4:20pm-5:00pm (40m) Data: Roulette
Neo4j Spatial - Geo Data for the Rest of Us
Peter Neubauer (Neo Technology)
Location-based services are hot, but geographic datasets are complex. But this shouldn’t put you off writing awesome location-aware services. This talk will show how to create spatial models and query the Open Street Map dataset together with social data using the Neo4j graph database.
9:00am-9:05am (5m)
Welcome
Sarah Novotny (NGINX) et al
Opening remarks by the OSCON Data program chairs, Sarah Novotny and Bradford Stephens.
9:05am-9:20am (15m) Keynote
Databases for Agile Development
Dwight Merriman (10gen)
Much has been made of scalability as a driver for choosing a database, but the choice of a database influences much more than the scaling architecture. Different database choices drive different data models which in turn influence the development process.
9:20am-9:40am (20m) Keynote
Adrian Cockcroft
Adrian Cockcroft (Battery)
Keynote by Adrian Cockcroft, Cloud Architect, Netflix.
9:40am-10:00am (20m) Keynote
Living In A Relational World
Brian Aker (HP)
We love data, and today we generate data in astronomical amounts. When we hit save on a document, snap a photo, or fill out a form online, we want to know that this data will persist, and we want to know that we can share, access, or reference it in the future.
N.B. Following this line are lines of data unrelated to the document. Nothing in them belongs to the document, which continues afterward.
PR #644, opened 2021-02-03
Drone config

sdarwin:
Drone is a continuous integration framework similar to Travis CI. [The C++ Alliance](https://cppalliance.org/) is offering a hosted Drone server for Boost libraries. Please refer to https://github.com/CPPAlliance/drone-ci for more information and instructions.

### DIFF
--- a/.drone/drone.sh
+++ b/.drone/drone.sh
@@ -1,0 +1,99 @@
+#!/bin/bash
+
+# Copyright 2020 Rene Rivera, Sam Darwin
+# Distributed under the Boost Software License, Version 1.0.
+# (See accompanying file LICENSE.txt or copy at http://boost.org/LICENSE_1_0.txt)
+
+set -e
+export TRAVIS_BUILD_DIR=$(pwd)
+export DRONE_BUILD_DIR=$(pwd)
+export TRAVIS_BRANCH=$DRONE_BRANCH
+export VCS_COMMIT_ID=$DRONE_COMMIT
+export GIT_COMMIT=$DRONE_COMMIT
+export REPO_NAME=$DRONE_REPO
+export USER=$(whoami)
+export CC=${CC:-gcc}
+export PATH=~/.local/bin:/usr/local/bin:$PATH
+export BOOST_ROOT="$HOME/boost"
+export BOOST_BUILD_PATH="$HOME/build-boost"
+export TRAVIS_PULL_REQUEST=${DRONE_PULL_REQUEST:-false}
+export TRAVIS_REPO_SLUG=$REPO_NAME
+
+if [ "$DRONE_JOB_BUILDTYPE" == "boost" ]; then
+
+echo '==================================> INSTALL'
+
+export CACHE_NAME=$TRAVIS_OS_NAME-$TOOLSET-$STD-$JOB
+export PATH=$BOOST_ROOT:$PATH
+if [[ "$TRAVIS_COMPILER" =~ ^clang- ]]; then export STDLIB=stdlib=libc++ ; fi
+# Creating ~/user-config.jam file
+sed 's/^  //' > ~/user-config.jam << 'EOF'
+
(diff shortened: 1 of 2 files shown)


.travis.yml
```diff
@@ -118,6 +118,8 @@ before_install:
         -Wno-deprecated-copy      # Proto, Phoenix
       : unchecked ;
 
+    EOF
```
Kojoley, line 121: IIRC this will fail travis, please remove.

sdarwin:
@Kojoley  , you may be right.  Testing it now.  Since travis is slow, the result could take a while.   The reason for adding the EOF, is because in a typical bash script, you can't usually open a EOF section without also closing it.   Converting the same travis script to any other CI system will probably require this.   So it would be convenient to add it in travis.yml, which can act as a reference implementation.  Let's see how the test goes.

sdarwin:
Change reverted. https://travis-ci.community/t/multiline-commands-have-two-spaces-in-front-breaks-heredocs/2756

.drone/drone.sh
```diff
@@ -0,0 +1,99 @@
...
+  : unchecked ;
+
+EOF
+
+# Determining the root branch
+if [[ "$TRAVIS_PULL_REQUEST" == "false" ]]; then
+  export BRANCH=$TRAVIS_BRANCH
+else
+  # It is a pull request. Retrieve the base branch from GitHub
+  GH_PR_API=https://api.github.com/repos/$TRAVIS_REPO_SLUG/pulls/$TRAVIS_PULL_REQUEST
```
Kojoley, line 72: These were not defined from Drone alternatives.

Kojoley:
Is Drone not running because you specified `[ci skip]` in the commit message? I login into the site and someone seems to be already enabled the repository, but build list is empty.

I see you are using boost-ci (I am not fan of that) which seems to set/override build triggers to the particular set of predefined branches what is a major PITA for me from the experience with other boost libraries/repos.

Also a question, does Drone run for forks? It is not that much of a deal for this repository as I can create a branch, but for other boost repositories I usually test my changes before opening a PR because sometime they are experimental and will not result in a PR at all.

sdarwin:
> $TRAVIS_REPO_SLUG/pulls/$TRAVIS_PULL_REQUEST

I will push a new commit here to fix it.

> Is Drone not running because you specified [ci skip] in the commit message? 

That would prevent it from running, yes.  
Also, for Drone to run the first time you must go through all the steps (not very many) in the instructions section of https://github.com/CPPAlliance/drone-ci

> which seems to set/override build triggers to the particular set of predefined branches 

triggers are now a variable. In your .drone.star, at the top of the file, add a value such as this:
```
globaltriggers={ "branch": [ "master", "develop", "drone*", "bugfix/*", "feature/*", "fix/*", "pr/*" ] }
```
Modify globaltriggers as desired. Then, in each individual job set an argument triggers=globaltriggers to use that value.

> does Drone run for forks? 

Drone is being restricted to a whitelist. Kojoley is now in the list so you may set up jobs from your forks.

djowel:
@Kojoley Tell us if we're good, and I'll merge.

Kojoley:
> Drone is being restricted to a whitelist. Kojoley is now in the list so you may set up jobs from your forks.

Much appreciated, and thanks for the PR.

sdarwin:
to avoid that EOF problem, it might be a good idea to copy the file, rather than generate it.   Put a copy of the file in a scripts/, tools/ or ci/ directory.

Here is what boostorg/beast does:

```
cp libs/beast/tools/user-config.jam ~/user-config.jam
echo "using $TOOLSET : : $COMPILER : $CXX_FLAGS ;" >> ~/user-config.jam
```

Kojoley:
Thanks for the suggestion, but I prefer having everything related to a particular CI in its configuration file for visibility.

PR #878, opened 2019-05-30
Revert "Fix for Reschedule/Schedule appointment in Portal app"

lionsdwarf:
Reverts findOctave/cortex#876

Schedule consult is not working in staging even though works in prod and on local master. Error Error throwing from a dependency it seems, as we do not use `.split` anywhere in `onboarding` app.

Reverting to test state prior to merging fix code. Not sure what else to do since I cannot repro in any other environment...


lionsdwarf:
This did not fix the issue 🤔

PR #882, opened 2019-06-05
Render errors on profile scheduler submit button

craigspaeth:
This addresses one of Sin's clients issues with trying to reschedule an appt. Digging into Apollo Engine's error traces I noticed some "Appointment already booked" errors surfacing around the reported time. It appears this person was probably hitting these b/c of cache staleness 😭 and seeing the button just hang.

I dug into it and realized that we weren't rendering errors from the submission. So this adds that and alongside it I quietly cry inside knowing the better fix would be no caching... but then the page would load too slow... and so TLDR; Build your own EHR.


lionsdwarf:
🤔 Hmm Interesting. This functionality worked previously because I remember seeing this error message in the past. In any case, LGTM! Thanks!

PR #883, opened 2019-06-06
Add outdated browser notice

craigspaeth:
Uses this [outdated-browser-rework](https://github.com/mikemaccana/outdated-browser-rework) module to pop up a banner that asks people with old browsers to upgrade.


lib/components/outdated-browser/index.css
```diff
@@ -0,0 +1,72 @@
+:global #outdated * {
```
craigspaeth: The module uses SASS, so I just copy-pasted the compiled styles into a CSS module here.

lionsdwarf:
Easy enough! Thanks!

PR #885, opened 2019-06-06
Kill env set scripts

craigspaeth:
Correct me if I'm wrong but it seems like Aptible actually has a [rebuild](https://www.aptible.com/documentation/enclave/cli/rebuild.html) script unlike Heroku so we don't really need to have this wrapper anymore. It should be as simple as:

```
aptible config:set FOO=BAR --app staging
aptible rebuild --app staging
```


lionsdwarf:
Good find. Wasn't aware of this. 👍

PR #889, opened 2019-06-10
Update dependencies and node version

craigspaeth:
This updates our dependencies and node version to the latest including Next.js 🎉 

Regarding the Next upgrade—I found the [problematic piece of state in next-css](https://github.com/zeit/next-plugins/issues/373#issuecomment-500260362) that was causing the type error and was able to work-around that issue by checking in a modified version of next-css (kinda hard to simply fork the mono-repo they're using). Hopefully, in the not too distant future, the Next team & I get a fix merged in master and we can go back to using the core next-css module.

The other upgrades required a lot of finagling of webpack/babel/next config files but was otherwise pretty straightforward.

Let's hold off on merging this until after we deploy your big PR—I don't want two huge upgrades going out at once in case we need to fire-fight one or the other.


lionsdwarf:
Impressive sleuthing! Will hold off on merging for now. Good work! 👍

PR #904, opened 2019-06-13
Pulsing loading-state placeholder for Appointments on Profile page

lionsdwarf:
appt_placeholder


apps/portal/components/appointments/index.css
```diff
@@ -119,3 +119,76 @@
...
+    opacity: 0.7;
+  }
+  50% {
+    opacity: 0.6;
+  }
+  55% {
+    opacity: 0.7;
+  }
+  60% {
+    opacity: 0.8;
```
craigspaeth: Quite a specific tweening going on here! FWIW you might be able to use [css easing](https://matthewlein.com/tools/ceaser) in cases like this.

apps/portal/components/appointments/index.js
```diff
@@ -13,6 +13,23 @@ const cx = classNames.bind(styles)
 const isWithin48Hrs = startTime =>
   moment(startTime).isBefore(moment().add(2, 'days'))
 
+const ApptPlaceholder = () => (
```
craigspaeth: 👍 Nice extracting of component here.

craigspaeth:
woot—good stuff thanks!

apps/portal/components/appointments/index.css
lionsdwarf: The specificity is to create a pause between pulses. Constant pulsing felt overly busy/distracting. Would easing manage that ? My stackoverflowing on animation pausing revealed nothing related to easing.

craigspaeth: Ah right right—nope good call. There is `animation-delay` which would cause pauses between loops, but I'm all for the %s. 👍 good stuff!

lionsdwarf:
I believe animation delay will only pause start of animation

PR #914, opened 2019-06-24
Pull practitioner from the latest sessions and model refactors

craigspaeth:
This is mostly a lot of _Scout's Rule_-ing by refactoring the appointment and practitioner model into the new architecture. I'll comment on the part that is new functionality.


apps/api/models/practitioner/mapper.js
```diff
@@ -0,0 +1,58 @@
...
+    appts.map(appt =>
+      cliniko.find({
+        resource: 'appointment_types',
+        url: appt.appointment_type.links.self
+      })
+    )
+  )
+  const practitioner = await cliniko.findOne({
+    resource: 'practitioners',
+    url: Appointment.latestSession(appts, apptTypes).practitioner.links.self
```
craigspaeth: This is the new bit of functionality that solves the TODO and finds the latest therapy/coaching session to pull the practitioner from. I think it was hard to reproduce if you were using a patient that had existing appointments because Cliniko sorts them by `created_at` ascending—meaning it would always return the first appointment in the patient's history even as you try to add new appointments.

lionsdwarf: Ah, `created_at`, got it....

PR #915, opened 2019-06-24
set billing page button active

lionsdwarf:


craigspaeth:
Would love to see a unit test with this, but I’ll let that be a follow up PR

PR #922, opened 2019-06-26
Dynamic business id + location model

lionsdwarf:


apps/api/models/appointment/mapper.js
```diff
@@ -31,22 +30,24 @@ export const findPractitionerUser = async appt => {
...
-export const create = ({
+export const create = async ({
   patientId,
   startTime,
   appointmentTypeId,
   practitionerId
-}) =>
-  cliniko.create({
+}) => {
+  const location = await Location.findByPractitioner({ id: practitionerId })
```
craigspaeth: 👍 Nice!

apps/api/models/location/mapper.js
```diff
@@ -0,0 +1,30 @@
...
+  let locations = await findAll()
+  locations = await Promise.all(
+    locations.map(async location => {
+      location.practitioners = await Practitioner.findAllForLocation(location)
+      return location
+    })
+  )
+  return _.find(
+    locations,
+    _.flow(
```
craigspaeth: OOo look at you FP wizard using `_.flow` 👍

apps/api/models/location/mapper.js
```diff
@@ -0,0 +1,30 @@
...
+import * as cliniko from 'cliniko'
+import _ from 'lodash'
+
+const findAll = () =>
+  cliniko.find({
+    resource: 'businesses',
+    all: true
+  })
+
+export const findByPractitioner = async practitioner => {
```
craigspaeth: I think this could just be `(practitionerId) =>` seeing as we only use the ID in this function and the one above isn't sending a full practitioner object.

apps/api/models/location/mapper.js
```diff
@@ -0,0 +1,30 @@
...
+  let locations = await findAll()
+  locations = await Promise.all(
+    locations.map(async location => {
+      location.practitioners = await Practitioner.findAllForLocation(location)
+      return location
+    })
+  )
+  return _.find(
```
craigspaeth: This last `_.find(..)` part could probably be extracted into a pure function with tests.

craigspaeth:
Looking good. These two comments would be ideal to address but after that feel free to merge when 💚 
- https://github.com/findOctave/cortex/pull/922/files#r297896517
- https://github.com/findOctave/cortex/pull/922/files#r297896684

craigspaeth:
👏 Beauty! Well done.

PR #926, opened 2019-06-28
CSS changes

UroojNawaz:
I made the images bigger


apps/marketing/components/Post/post.css
```diff
@@ -1,7 +1,7 @@
 @import 'styles';
 
 .root {
-  max-width: 680px;
+  max-width: var(--columns-wide-8);
```
lionsdwarf: Nice work using the css variables!

PR #927, opened 2019-07-02
Appointment Notifications

lionsdwarf:
Appointment notifications for: 
1) Individual Appointments and Group Attendees confirmed within the last hour 
2) Individual Appointments and Group Attendees with Appointment `starts_at` within the upcoming 24 hours.

Two things currently needed to make this prime-time ready:
1) Timezone datetime coercion 
2) Worker config


apps/api/services/notifications.js
```diff
@@ -1,17 +1,51 @@
...
+    })
+  )
+  apptRollups.content = content
+  return apptRollups
+}
+
+export const sendAppointmentNotification = apptRollups =>
+  Promise.all(
+    apptRollups.map(appt => {
+      return sendEmail(appt.recipient, apptRollups.content, {
```
craigspaeth: Nit-pick: You can leave out the `return` and curlies here to win at code ⛳️

apps/api/services/notifications.js
```diff
@@ -1,17 +1,51 @@
...
-    filter: `name = 'assignedSalve'`
+    filter: `name = '${name}'`
   }))[0]
+
+export const upcomingAppointments = async () =>
+  appointmentRollups(await Appointment.findStartsBetween(), 'remindAppointment')
+
+export const confirmedAppointments = async () =>
+  appointmentRollups(
+    await Appointment.findCreatedWithin(),
```
craigspaeth: Nit-pick: The defaults actually make this kind hard to read—might be better to leave it exposed 🤷‍♂

craigspaeth:
👏 really good stuff here! This is an excellent starting point. Also one more item for the prime-time list: tests.

apps/api/services/notifications.js
lionsdwarf: Good catch. Thxxx

apps/api/services/notifications.js
lionsdwarf: What do you mean by exposed exactly?

lionsdwarf:
Closing this for now. Thanks for the feedback. Will definitely add tests.

apps/api/services/notifications.js
```diff
@@ -1,17 +1,51 @@
...
+    'confirmAppointment'
+  )
+
+export const appointmentRollups = async (appts, contentName) => {
+  const content = await findContentByName(contentName)
+  const apptRollups = await Promise.all(
+    appts.map(async appt => {
+      appt.recipient = await Patient.findForAppointment(appt)
```
craigspaeth: Noticed an issue here. This assumes a 1:1 patients to appointment—meaning it won't work for groups where there are many:1.

apps/api/services/notifications.js
craigspaeth: Just removing the defaults so it reads `Appointment.findCreatedWithin(moment(), moment().add(24, 'hours')` which reads a bit more explicitly to me. (like I said—just a nit pick)

PR #919, opened 2018-11-06
Terms of Service and Privacy Policy pages

Marri:
Done:
- [x] Require logged in users to accept the new TOS
- [x] Require new users to accept the new TOS
- [x] Require logged out users to accept the new TOS
- [x] DCMA page
- [x] Contact Us page
- [x] Site menu at the bottom of the layout

Remaining:
- [x] AO3 policy 4 - policies for actually handling reported violations
- [x] Review the privacy policy? Is it actually comprehensive?
- [x] Squash the many, many commits

Later issues:
- make a way to make content Not Visible without a user having the ability to undo this for DMCA reasons; deletion is fine for audited stuff but some things are not audited. Or possibly just install more audits, or both.
- make a way for an account to be Suspended (can't create anything text/icon/etc but can read)
- make (finish) a way for an account to be Deleted (see #810)
- I'd like a cookie policy as well but I think it can be a separate project
- GDPR review at this point should probably be separate.

### DIFF
--- a/app/controllers/sessions_controller.rb
+++ b/app/controllers/sessions_controller.rb
@@ -1,6 +1,6 @@
 # frozen_string_literal: true
 class SessionsController < ApplicationController
-  before_action :logout_required, only: [:new, :create]
+  before_action :logout_required, only: [:new, :create, :confirm_tos]
   before_action :login_required, only: [:destroy]
 
   def index
@@ -31,6 +31,11 @@ class SessionsController < ApplicationController
     else
       flash[:error] = "You have entered an incorrect password."
     end
+    redirect_to session[:previous_url] || root_url
+  end
+
+  def confirm_tos
+    cookies.permanent[:accepted_tos] = cookie_hash(User::CURRENT_TOS_VERSION)
     redirect_to session[:previous_url] || root_url
   end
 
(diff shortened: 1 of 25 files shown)


app/controllers/sessions_controller.rb
```diff
@@ -34,6 +34,11 @@ def create
     redirect_to session[:previous_url] || root_url
   end
 
+  def update
```
Throne3d: I'm not sure I like the name of this route – updating a session constitutes accepting the ToS? It might be more descriptive if we forced the route to have a different name instead (like `accept_tos`).

app/views/about/contact.haml
```diff
@@ -0,0 +1,12 @@
+#contact-content.odd{style: 'padding: 15px;'}
+  %h1 Contact the Constellation
+
+  %p
+    Currently, to contact the Constellation for help or to report a violation of our
+    = succeed ',' do
+      = link_to 'Terms of Service', tos_path
+    you may visit us in the #constellation channel of the
+    = link_to "Glowfic Discord", 'https://discord.gg/Ss6fRFj', target: '_blank'
```
Throne3d: Is this discord link the same as we have on the homepage? If so, we might want to extract it somewhere so it's easier to amend in the future if/when we need to.

PR #926, opened 2018-11-13
User#edit cleanup

Marri:
In sane commits and everything! Things covered here:

- For sanity's sake, remove the :pass option in flash. I believe it was added because a) we used to have HTML tags in there that needs html_safe and that needed special handling and b) we wanted it not to conflict with other error tags, but we have few enough password-broken users now (and c) I think flashes changed from IndifferentAccess so it was actually incorrectly displaying as flash.pass not flash.error) that I went with the consolidated code for clarity

- The user#edit page no longer specifies url or method for the user edit form, as Rails can detect that itself. (Change password needs specifying still because they're non standard)

- The user#edit page sets the id of the change password form to #change_password_form explicitly, as otherwise it autogenerates an ID which conflicts with the user edit form

- User#update now renders edit on failure instead of redirecting, as this allows us to use the flash message/array syntax to actually explain to the user what they did wrong. (Just updating the flash object wouldn't work, as flash.now objects have :keys but flash objects have "keys".)

- We now support images with the .flash-dismiss class within links that will dismiss their parent div when you click them. This has been installed in our ephemeral error and success divs (but not warnings or inbox) to allow users to dismiss notices without reloading the page.

- Database migration for subcontinuity descriptions in preparation for actually adding them to the code.

### DIFF
--- a/app/views/users/edit.haml
+++ b/app/views/users/edit.haml
@@ -1,4 +1,4 @@
-= form_for current_user, :url => user_path(current_user), :method => :put do |f|
+= form_for current_user do |f|
   %table.form-table
     %tr
       %th.centered{colspan: 2} Account Settings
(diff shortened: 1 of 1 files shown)


app/assets/javascripts/global.js
```diff
@@ -7,6 +7,12 @@ $(document).ready(function() {
     minimumResultsForSearch: 10,
   });
 
+  $(".flash-dismiss").click(function() {
+    // assumes the .flash-dismiss image is within an <a> tag within the flash div
+    $(this).parent().parent().hide(200);
```
Throne3d: `$(this).closest('.flash').hide(200);` should work

PR #939, opened 2018-11-23
Traceroute

Marri:
Traceroute is a route cleaning tool. This adds the tool, adds a config file so we don't run it on Apipie or Resque Web (both of which are mounted from third party gems and not under our control, so no reason to analyze them) and fixes any extant errors found by the tool.

### DIFF
--- a/.traceroute.yml
+++ b/.traceroute.yml
@@ -1,0 +1,7 @@
+ignore_unused_routes:
+- ^apipie\/
+- ^resque_web\/
+ignore_unreachable_actions:
+- ^apipie\/
+- ^api.*#apipie_validations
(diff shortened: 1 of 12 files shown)


Throne3d:
What's up with galleries#search and templates#search? I would have expected them to completely fail without the empty methods, before, but apparently they didn't. (It might be as simple as "route don't actually *need* corresponding methods" – but if so, I didn't realize this.)

This looks good!

Marri:
Afaik, route does not in fact actually need corresponding methods if there's a haml file to fall back on, but adding these doesn't bother me much cause we'll need them once we remove the Under Construction anyway.

PR #940, opened 2018-11-23
Bootstrap

Marri:
Someday I wanna do cool things with this? Like have a News page with release notes and badge the updates like so: 
screenshot from 2018-11-24 00-44-07

But I rabbithole whenever I try adding actual UI things, so have JUST a "ability to use Bootstrap" PR. No rabbit holing. Bad Marri. Baaaad.


Marri:
For posterity: We are using 8 in production.

PR #947, opened 2018-11-26
A couple more Bootstrap tweaks

Marri:
So very, very many things affected by line heights and box sizings.


app/assets/stylesheets/bootstrap-ui.scss
```diff
@@ -1 +1,32 @@
...
+@import 'bootstrap/progress';
+@import 'bootstrap/media';
+@import 'bootstrap/list-group';
+@import 'bootstrap/close';
+@import 'bootstrap/modal';
+@import 'bootstrap/tooltip';
+@import 'bootstrap/popover';
+@import 'bootstrap/carousel';
+@import 'bootstrap/utilities';
+@import 'bootstrap/print';
```
Throne3d: Does this reduce the weird changes bootstrap makes?

app/assets/stylesheets/global.scss
```diff
@@ -3,11 +3,19 @@
 body, html { height: 100%; }
 body {
     margin: 0 0 0 0;
-    font-family: Helvetica, Verdana, sans-serif;
+    font-family: FreeSans;
```
Throne3d: This surprises me! Won't this change the site font? We might want to use this as a fallback, instead of making it the primary, since people had quite strong opinions on fonts in the past.

Marri: I would guess this was a relic of running the site diff images, I certainly wouldn't plan to merge it in - @teceler for input?

app/assets/stylesheets/bootstrap-ui.scss
Marri: @teceler did we get the changeset small enough that we can put this back to @bootstrap instead?

app/assets/stylesheets/global.scss
teceler: whoops that got accidentally committed, yeah

app/assets/stylesheets/bootstrap-ui.scss
teceler: I feel like it's much cleaner to not pull in reboot and code and type, which do the things we'd have to override and have Strong Feelings About Things, but I can be swayed possibly.

Marri: As long as we manually check new PRs with bootstrap components until this is fixed, this'll do for an MVP

PR #948, opened 2018-11-27
Automatically convert Dreamwidth and Imgur URLs to HTTPS

Marri:
We know Dreamwidth and Imgur support HTTPS cleanly; we should force HTTPS at least for icons from those sites, to reduce mixed content issues.


db/migrate/20181127010456_add_https_to_icons.rb
```diff
@@ -0,0 +1,16 @@
+class AddHttpsToIcons < ActiveRecord::Migration[5.2]
+  def up
+    Icon.where("url LIKE ''").where("url LIKE ''").find_each do |icon|
```
Throne3d: Uh, did you forget to fill this line in?

db/migrate/20181127010456_add_https_to_icons.rb
```diff
@@ -0,0 +1,16 @@
...
+      icon.url = icon.url.gsub("http:", "https:")
+      icon.save
+    end
+
+    Icon.where("url like '%dreamwidth%'").where("url like 'http:%'").find_each do |icon|
```
Throne3d: Can we check against `dreamwidth.org` instead of just `dreamwidth`? Probably not an issue, but just to be consistent with the Ruby code.

db/migrate/20181127010456_add_https_to_icons.rb
Marri: ...I am mystified because I thought I copied the _second_ bit from the _first_ bit after copying all of it from my console and changing URLs but WHATEVER I'M FIXING IT

app/models/icon.rb
```diff
@@ -43,6 +44,13 @@ def use_icon_host
     self.url = ENV['ICON_HOST'] + url[(url.index(S3_DOMAIN).to_i + S3_DOMAIN.length)..-1]
   end
 
+  def use_https
+    return if uploaded?
+    return unless url.starts_with?('http://')
+    return unless url.include?("imgur.com") || url.include?("dreamwidth.org")
+    self.url = url.gsub('http:', 'https:')
```
Throne3d: (super super minor: the `g` in this is unnecessary)

db/migrate/20181127010456_add_https_to_icons.rb
```diff
@@ -0,0 +1,16 @@
+class AddHttpsToIcons < ActiveRecord::Migration[5.2]
+  def up
+    Icon.where("url LIKE 'imgur'").where("url LIKE 'http:'").find_each do |icon|
```
Throne3d: missing the end % symbol on `'http:'`?

db/migrate/20181127010456_add_https_to_icons.rb
```diff
@@ -0,0 +1,16 @@
...
+      icon.url = icon.url.gsub("http:", "https:")
+      icon.save
```
Throne3d: should we use bangs so this blows up on failure?

db/migrate/20181127010456_add_https_to_icons.rb
Throne3d: against imgur.com too?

For any meaningful use, we need to how data relates to other data.
10:00am-10:10am (10m) Keynote
OSCON Data Innovation Award
The first OSCON Data Innovation Award winner will be announced.
10:10am-10:40am (30m)
Break: Morning Break
12:10pm-1:30pm (1h 20m)
Break: Lunch - Sponsored by Alfresco
3:00pm-3:30pm (30m)
Break: Afternoon Break
8:00pm-10:00pm (2h) Event
Puppet Labs Party
Join Puppet Labs and SwellPath Interactive at their headquarters in the Pearl District. The party is free, as in free beer, food and fun. Two floors, two open bars, and more. Take the Green or Yellow line (free transit) west to Union Station and walk 2 blocks west to 411 NW Park Ave.
5:00pm-6:00pm (1h) Event
Opening Reception (sponsored by 10Gen)
Grab a drink and kick off the 13th edition of OSCON by meeting and mingling with exhibitors and fellow attendees.
6:00pm-8:00pm (2h) Event
OSCON Carnival
Step right up and join us at the O'Reilly OSCON Carnival. There will be games, clowns, sumo wrestling, log rolling, tattoos, and lots more. There's free food, free wine, and free beer. You’ve never seen a carnival like this. Trust us.